Problem:
Each line of the data needs to be transcribed exactly.

[Information Boundary: Start]

PR #528, opened 2018-12-14
[WIP] Make request_from_ui use params set in frontend dialog user controller

d-m-u:
Fixes https://bugzilla.redhat.com/show_bug.cgi?id=1659602, an issue with default dialog values not populated when API auth type is auth token because the mechanism we had in place for determining the requester type (https://github.com/ManageIQ/manageiq-api/commit/f2f024a2ccabefcfbd833aa8df9b04757ab3d109) apparently wasn't bulletproof enough so if we force it by setting it in the params, maybe it'll be more right. 

## depends on
https://github.com/ManageIQ/manageiq-ui-classic/pull/5090/files

### DIFF
--- a/app/controllers/api/mixins/service_templates.rb
+++ b/app/controllers/api/mixins/service_templates.rb
@@ -24,8 +24,9 @@ module Api
       end
 
       def request_from_ui?
+        $api_log.info("requester_type: #{params['requester_type']}")
         return false if request.headers["x-auth-token"].blank?
-        token_info.present?
+        token_info.present? && params['requester_type'] == "ui"
       end
 
       def order_request_options
--- a/spec/requests/service_templates_spec.rb
+++ b/spec/requests/service_templates_spec.rb
@@ -503,6 +503,27 @@ describe "Service Templates API" do
         end
       end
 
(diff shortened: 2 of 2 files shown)


d-m-u:
@miq-bot add_label bug

d-m-u:
@miq-bot add_label hammer/yes, gaprindashvili/yes

d-m-u:
@miq-bot assign @gtanzillo

app/controllers/api/mixins/service_templates.rb
```diff
@@ -24,8 +24,9 @@ def api_request_allowed?
       end
 
       def request_from_ui?
+        $api_log.info("requester_type: #{params['requester_type']}")
```
eclarizio: I only had this for testing, probably doesn't actually need to be here.

d-m-u: It's not working anyway :( The param's being stripped out somewhere.

d-m-u:
Closing in favor of an as-yet uncreated PR for this issue because this was deemed to be The Wrong Solution.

[Information Boundary: End]

Your response:
PR #528, opened 2018-12-14
[WIP] Make request_from_ui use params set in frontend dialog user controller

d-m-u:
Fixes https://bugzilla.redhat.com/show_bug.cgi?id=1659602, an issue with default dialog values not populated when API auth type is auth token because the mechanism we had in place for determining the requester type (https://github.com/ManageIQ/manageiq-api/commit/f2f024a2ccabefcfbd833aa8df9b04757ab3d109) apparently wasn't bulletproof enough so if we force it by setting it in the params, maybe it'll be more right. 

## depends on
https://github.com/ManageIQ/manageiq-ui-classic/pull/5090/files

### DIFF
--- a/app/controllers/api/mixins/service_templates.rb
+++ b/app/controllers/api/mixins/service_templates.rb
@@ -24,8 +24,9 @@ module Api
       end
 
       def request_from_ui?
+        $api_log.info("requester_type: #{params['requester_type']}")
         return false if request.headers["x-auth-token"].blank?
-        token_info.present?
+        token_info.present? && params['requester_type'] == "ui"
       end
 
       def order_request_options
--- a/spec/requests/service_templates_spec.rb
+++ b/spec/requests/service_templates_spec.rb
@@ -503,6 +503,27 @@ describe "Service Templates API" do
         end
       end
 
(diff shortened: 2 of 2 files shown)


d-m-u:
@miq-bot add_label bug

d-m-u:
@miq-bot add_label hammer/yes, gaprindashvili/yes

d-m-u:
@miq-bot assign @gtanzillo

app/controllers/api/mixins/service_templates.rb
```diff
@@ -24,8 +24,9 @@ def api_request_allowed?
       end
 
       def request_from_ui?
+        $api_log.info("requester_type: #{params['requester_type']}")
```
eclarizio: I only had this for testing, probably doesn't actually need to be here.

d-m-u: It's not working anyway :( The param's being stripped out somewhere.

d-m-u:
Closing in favor of an as-yet uncreated PR for this issue because this was deemed to be The Wrong Solution.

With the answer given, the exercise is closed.